Аспасия прекрасно знала, что совершенный грех не отражается на лбу грешника клеймом, которое все видят. Но с ней явно что-то было не так: она ловила на себе взгляды, люди перешептывались, когда она шла мимо. Неужели все так проницательны? Ведь никто ничего не видел. Она ничего не понимала. А Феофано держалась с ней, как обычно.

Однако новые события скоро отвлекли ее. На следующее утро Феофано снова было дурно, на третье опять. На четвертый день Аспасия, сопоставив все признаки, была уже уверена, что к весне, если будет на то милость Божья, у западного трона появится новый наследник.

Феофано легко переносила беременность и за исключением самых первых недель чувствовала себя хорошо.
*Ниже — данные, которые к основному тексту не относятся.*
PR #4283, opened 2025-05-01
feat(window): tpc-ds queries

f4t4nt:
Window function TPC-DS queries


universalmind303 (changes requested):
So I think we can simplify this a lot. 

What if instead, we modified `benchmarking/tpcds/datagen.py` to generate floats directly instead

`datagen.py`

Когда юный Оттон узнал, что станет отцом, он преисполнился невероятной гордости, завалил ее подарками, не находил слов, чтобы выразить свой восторг. Он охотно отказался бы от летней военной кампании, чтобы не расставаться с женой, но его отец имел на этот счет другое мнение: мужчины должны воевать, дело женщин — рожать. Оттон против воли отправлялся в поход, с трудом отрываясь от своей госпожи. Он прислал ей в услужение целый штат новых служанок — пухлых белокурых саксонских девиц. Обучать их искусству служить королеве пришлось, конечно, Аспасии: разве с такой задачей справились бы молчаливая Елена или деликатная Феба!